BEGIN TASK DATA

Issue #77, opened 2017-05-17
Constructor and "installers" can not handle packages that track features.


hsparra:
The current version of constructor does not appear to work if one of the packages in the specs tracks a feature. As an example, in one situation the error message is
```
Error: Dependency missing in current linux-64 channels:
- mycerts ==1.0.4 ->@my
```
The construct.yaml file contains the channels where "mycerts" is located.

looooo:
I think I ran into the same issue:
```
channels:
  - https://conda.anaconda.org/conda-forge    # hosts freetype2.7
```
```
Error:  Dependency missing in current linux-64 channels: 
  - occt 7.1.0* -> freetype 2.7.*

```

mcg1969:
Sorry for the form letter here—I'm doing some issue cleanup right now and closing out some stale issues. Constructor 3.x was a significant rewrite, and so many of the issues filed before its release would need to be re-tested / re-verified. If you have good reason to believe this still needs to be addressed in 3.x, please feel free to re-open or file a new issue with additional information on how to reproduce the issue on the latest versions of constructor.

Issue #54, opened 2017-01-06
channel priority for constructor


csoja:
Feature request to add channel priority for constructor

joelhullcio:
Can we get this feature officially added to Constructor soon?  It would be very helpful.

darkdreamingdan:
Can someone explain this bug in a bit more detail?  If I add a list of channels into constructor, and a list of specs, how are channels currently prioritised? Randomly?

jjhelmus:
Currently all channels listed in the `construct.yaml` file are given equal priority.  The solver examines all of the packages in all channels with no preference for the source.  Note that the solver used comes from `libconda` not `conda` and may give different results that those produced from the equivalent `conda create --no-channel-priority` command.

I also believe there may be an issue with the current behavior where packages with identical names coming from different channels may clobber each other when constructor creates an index of all available packages.

jakirkham:
Is there any reason to not just use `conda` during construction?

jjhelmus:
> Is there any reason to not just use conda during construction?

conda (the python package) is only accessible from the root environment.  If constructor used `conda` to solve the package spec, then constructor would need to be installed in the root environment.  Using `libconda` allowed constructor to be installed in any environment.

jakirkham:
Sure. Am just concerned that using such an old version of `conda` in the form of `libconda` is incurring some significant penalties. Plus its concerning that two different packages are trying to be solvers. Are there any thoughts or plans as to how to mitigate these two issues?

jjhelmus:
> Are there any thoughts or plans as to how to mitigate these two issues?

Yes, see #79

mingwandroid:
New constructors are ready and version 2 has been made, thanks @nehaljwani 

Apart from needing to install constructor in your root env there are no other downsides AFAICT and if that's something you do not want then you can always remove it afterwards.

mingwandroid:
My opinion on libconda is that it's fine for it to make a comeback, but if it does then `conda` needs to depend upon it, cc @kalefranz.

hajapy:
I am not sure why this issue was closed as it seems constructor does not respect channel priority the same way conda does yet. https://github.com/conda/constructor/pull/79 is still open and in my opinion is greatly needed!

PR #79, opened 2017-05-19
Optional use of conda to solve spec in order to provide channel priority

jjhelmus:
Add an `--use-conda` argument which uses conda rather than libconda to fetch the channel indexes and resolve the specs.  This allows for channel priority to be specified in the `constructor.yaml` file.

Add an `--dry-run` argument which stops the process prior to fetching packages.  Allows the solution to the resolved spec to be tested and examined without downloading packages or creating an installer.

### DIFF
--- a/constructor/fcp.py
+++ b/constructor/fcp.py
@@ -191,7 +191,10 @@ def main(info, verbose=True, dry_run=False, use_conda=False):
         if use_conda:
             from conda.models.channel import prioritize_channels
             from conda.exports import fetch_index
-            index = fetch_index(prioritize_channels(info['channels']))
+            channels = tuple('%s/%s/' % (url.rstrip('/'), platform)
+                for url in info['channels']
+                for platform in (info['_platform'], 'noarch'))
+            index = fetch_index(prioritize_channels(channels))
         else:
             from libconda.fetch import fetch_index
             index = fetch_index(
--- a/constructor/fcp.py
+++ b/constructor/fcp.py
@@ -172,7 +172,10 @@ def fetch(info, use_conda):
         else:
             pkginfo = index[dist]
 
-        info['_urls'].append((urljoin(pkginfo['channel'], fn), pkginfo['md5']))
+        if not pkginfo['channel'].endswith('/'):
+            pkginfo['channel'] += '/'
+        assert pkginfo['channel'].endswith('/')
+        info['_urls'].append((pkginfo['channel'] + fn, pkginfo['md5']))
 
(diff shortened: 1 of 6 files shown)


jjhelmus:
This addressed #54.

looooo:
using this branch and `--use-conda` fixes https://github.com/conda/constructor/issues/77
Is there a chance this gets included in the next release?

hajapy:
I'd really like to encourage the addition of this feature. 

The difference between conda and constructor in terms of channel prioritization is causing major headaches for my team as we build environments from multiple source (our channel + conda-forge + defaults, in that order) and want to deploy equivalent environments using constructor for its simplicity and self-contained nature. Our environments get built by conda with very few packages coming from defaults and is mostly our stuff + conda-forge, but constructor makes a package with many packages from defaults. Our only mitigation is to mirror all the packages that conda picks when solving the environment into our own repo, which seems wasteful and adds complexity to our tooling.

mingwandroid:
This has been in constructor already for a long time. @hajapy I don't know what version or build you are using, is it very old?

hajapy:
I do not see a `--use-conda` argument for the cli interface, though it appears some methods accept the use_conda argument. 

```
constructor -V
constructor version: 2.1.0
```

```
constructor -h
Usage: constructor [options] DIRECTORY

build an installer from <DIRECTORY>/construct.yaml

Options:
  -h, --help           show this help message and exit
  --debug
  --output-dir=PATH    path to directory in which output installer is written
                       to, defaults to CWD
                       ('/Users/aachkar/workspace/deepnet/tools/jenkins')
  --cache-dir=PATH     cache directory, used for downloading conda packages,
                       may be changed by CONSTRUCTOR_CACHE, defaults to
                       '~/.conda/constructor'
  --clean              clean out the cache directory and exit
  --platform=PLATFORM  the platform for which installer is for, defaults to
                       'osx-64'
  --test               perform some self tests and exit
  --dry-run            solve package specs but do not create installer
  -v, --verbose
  -V, --version        display the version being used and exit
```

mingwandroid:
It is the only behaviour we support and thus the default.

hajapy:
I see, thanks for the help. It seems despite that I am still getting a different environment solution between constructor and conda install. I will see if I can create a minimal reproducible example and post an issue if so.

jjhelmus:
Closing, the logic in this PR was merged into constructor in #124.

jschueller:
I believe this should be reopened, because of #204 which I can confirm. A workaround can be to pin conda to 4.3.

END TASK DATA

- [TASK BRIEF] Your output must be the lines of the material above, from the first through the line that contains "Can someone explain", copied exactly. Include both endpoints and nothing else.

- [EXERCISE RESPONSE]
Issue #77, opened 2017-05-17
Constructor and "installers" can not handle packages that track features.


hsparra:
The current version of constructor does not appear to work if one of the packages in the specs tracks a feature. As an example, in one situation the error message is
```
Error: Dependency missing in current linux-64 channels:
- mycerts ==1.0.4 ->@my
```
The construct.yaml file contains the channels where "mycerts" is located.

looooo:
I think I ran into the same issue:
```
channels:
  - https://conda.anaconda.org/conda-forge    # hosts freetype2.7
```
```
Error:  Dependency missing in current linux-64 channels: 
  - occt 7.1.0* -> freetype 2.7.*

```

mcg1969:
Sorry for the form letter here—I'm doing some issue cleanup right now and closing out some stale issues. Constructor 3.x was a significant rewrite, and so many of the issues filed before its release would need to be re-tested / re-verified. If you have good reason to believe this still needs to be addressed in 3.x, please feel free to re-open or file a new issue with additional information on how to reproduce the issue on the latest versions of constructor.

Issue #54, opened 2017-01-06
channel priority for constructor


csoja:
Feature request to add channel priority for constructor

joelhullcio:
Can we get this feature officially added to Constructor soon?  It would be very helpful.

darkdreamingdan:
Can someone explain this bug in a bit more detail?  If I add a list of channels into constructor, and a list of specs, how are channels currently prioritised? Randomly?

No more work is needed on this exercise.